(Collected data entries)
──────────────────────────────
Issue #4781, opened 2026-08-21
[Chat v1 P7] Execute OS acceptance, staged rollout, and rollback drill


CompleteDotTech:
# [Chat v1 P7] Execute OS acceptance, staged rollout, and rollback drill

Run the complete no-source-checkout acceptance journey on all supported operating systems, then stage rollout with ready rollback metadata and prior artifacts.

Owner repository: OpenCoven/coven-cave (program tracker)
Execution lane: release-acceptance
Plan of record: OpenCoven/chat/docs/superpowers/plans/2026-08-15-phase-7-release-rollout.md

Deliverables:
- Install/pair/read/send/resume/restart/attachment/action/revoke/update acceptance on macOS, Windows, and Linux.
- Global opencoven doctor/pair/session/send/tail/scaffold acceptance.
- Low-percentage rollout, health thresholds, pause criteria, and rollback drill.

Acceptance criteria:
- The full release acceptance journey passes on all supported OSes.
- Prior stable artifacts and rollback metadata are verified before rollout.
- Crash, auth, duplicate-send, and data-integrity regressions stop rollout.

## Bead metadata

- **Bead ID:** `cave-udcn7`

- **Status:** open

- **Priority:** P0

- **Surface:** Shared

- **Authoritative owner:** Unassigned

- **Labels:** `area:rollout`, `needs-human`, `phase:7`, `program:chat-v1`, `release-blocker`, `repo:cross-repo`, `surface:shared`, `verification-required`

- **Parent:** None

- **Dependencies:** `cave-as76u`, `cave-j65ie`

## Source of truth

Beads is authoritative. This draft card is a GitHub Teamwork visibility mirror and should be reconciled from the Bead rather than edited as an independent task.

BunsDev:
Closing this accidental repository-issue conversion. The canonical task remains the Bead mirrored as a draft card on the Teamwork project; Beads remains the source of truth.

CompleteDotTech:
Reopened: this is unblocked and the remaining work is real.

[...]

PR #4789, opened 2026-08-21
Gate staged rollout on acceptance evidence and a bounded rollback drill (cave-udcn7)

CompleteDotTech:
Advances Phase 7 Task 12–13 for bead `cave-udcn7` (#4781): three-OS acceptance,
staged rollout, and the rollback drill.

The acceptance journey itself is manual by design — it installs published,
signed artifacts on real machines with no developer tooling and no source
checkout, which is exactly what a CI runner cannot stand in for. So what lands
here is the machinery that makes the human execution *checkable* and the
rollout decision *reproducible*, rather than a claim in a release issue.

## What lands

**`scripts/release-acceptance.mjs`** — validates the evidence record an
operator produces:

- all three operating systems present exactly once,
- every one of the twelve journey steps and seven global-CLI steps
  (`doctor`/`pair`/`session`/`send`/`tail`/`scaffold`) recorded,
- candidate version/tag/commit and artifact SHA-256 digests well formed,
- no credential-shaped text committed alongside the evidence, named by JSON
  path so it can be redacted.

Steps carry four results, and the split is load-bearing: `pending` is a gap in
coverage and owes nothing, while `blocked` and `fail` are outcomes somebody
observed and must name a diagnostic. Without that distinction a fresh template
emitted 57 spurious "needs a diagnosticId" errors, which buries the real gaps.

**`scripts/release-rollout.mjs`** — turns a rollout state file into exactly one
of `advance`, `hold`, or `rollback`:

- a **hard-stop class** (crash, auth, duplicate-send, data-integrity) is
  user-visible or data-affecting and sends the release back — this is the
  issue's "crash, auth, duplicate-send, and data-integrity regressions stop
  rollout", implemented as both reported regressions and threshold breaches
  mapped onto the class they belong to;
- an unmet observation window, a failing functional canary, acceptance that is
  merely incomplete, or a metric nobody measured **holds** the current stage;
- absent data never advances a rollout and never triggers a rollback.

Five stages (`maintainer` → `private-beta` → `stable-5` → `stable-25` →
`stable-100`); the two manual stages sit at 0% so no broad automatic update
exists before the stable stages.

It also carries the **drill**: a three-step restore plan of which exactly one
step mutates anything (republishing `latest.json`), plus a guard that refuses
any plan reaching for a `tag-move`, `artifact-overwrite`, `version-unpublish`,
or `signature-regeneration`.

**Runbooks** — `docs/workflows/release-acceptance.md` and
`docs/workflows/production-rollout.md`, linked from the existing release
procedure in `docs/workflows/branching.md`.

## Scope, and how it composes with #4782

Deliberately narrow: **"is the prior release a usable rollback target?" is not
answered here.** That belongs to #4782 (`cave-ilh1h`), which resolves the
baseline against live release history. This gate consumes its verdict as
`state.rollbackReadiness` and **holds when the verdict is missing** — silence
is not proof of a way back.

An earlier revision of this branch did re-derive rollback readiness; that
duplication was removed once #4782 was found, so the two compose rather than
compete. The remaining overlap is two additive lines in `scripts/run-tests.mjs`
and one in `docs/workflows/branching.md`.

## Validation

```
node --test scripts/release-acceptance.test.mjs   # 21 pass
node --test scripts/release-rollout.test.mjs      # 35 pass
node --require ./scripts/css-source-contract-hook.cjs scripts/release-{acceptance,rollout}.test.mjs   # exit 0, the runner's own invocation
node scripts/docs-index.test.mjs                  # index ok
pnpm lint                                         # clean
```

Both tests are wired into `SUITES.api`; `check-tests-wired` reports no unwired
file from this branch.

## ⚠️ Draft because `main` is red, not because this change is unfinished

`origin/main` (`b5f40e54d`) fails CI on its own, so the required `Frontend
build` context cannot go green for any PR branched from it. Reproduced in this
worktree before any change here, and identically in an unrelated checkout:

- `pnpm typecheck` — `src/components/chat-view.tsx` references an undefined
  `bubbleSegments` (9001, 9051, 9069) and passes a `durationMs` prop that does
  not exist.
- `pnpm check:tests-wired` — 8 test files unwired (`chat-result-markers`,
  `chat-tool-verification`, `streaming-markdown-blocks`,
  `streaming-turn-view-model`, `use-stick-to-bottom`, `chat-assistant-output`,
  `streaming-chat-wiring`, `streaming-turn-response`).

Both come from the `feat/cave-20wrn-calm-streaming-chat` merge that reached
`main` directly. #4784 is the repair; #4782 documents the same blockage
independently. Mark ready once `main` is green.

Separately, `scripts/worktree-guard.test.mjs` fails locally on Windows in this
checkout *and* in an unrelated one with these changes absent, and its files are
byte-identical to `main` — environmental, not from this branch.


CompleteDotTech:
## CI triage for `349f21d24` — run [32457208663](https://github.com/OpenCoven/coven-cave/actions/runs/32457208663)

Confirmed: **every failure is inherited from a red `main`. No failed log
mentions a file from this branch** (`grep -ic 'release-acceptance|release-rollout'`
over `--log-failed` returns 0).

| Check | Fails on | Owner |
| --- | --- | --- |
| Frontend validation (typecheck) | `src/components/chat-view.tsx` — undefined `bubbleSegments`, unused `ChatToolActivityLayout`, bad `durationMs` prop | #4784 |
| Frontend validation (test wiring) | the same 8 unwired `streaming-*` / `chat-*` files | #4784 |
──────────────────────────────
TASK GOAL — Find the string "regressions" in the entries above and return each line that holds it.

TASK SOLUTION —
- Crash, auth, duplicate-send, and data-integrity regressions stop rollout.
  issue's "crash, auth, duplicate-send, and data-integrity regressions stop
  rollout", implemented as both reported regressions and threshold breaches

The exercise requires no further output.